== DATASET RECORDS ==

Issue #951, opened 2016-03-09
Suggestion [HTMLReporter]: make it possible to pass comma separated modules to `module` param


Arkni:
Hi all,

I wonder if it's possible to specify a comma separated names, instead of specifying one module to run, like so:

===

= WORK REQUEST =
Respond with only the number of lines above that include the string "module".

= RESPONSE BOX =
2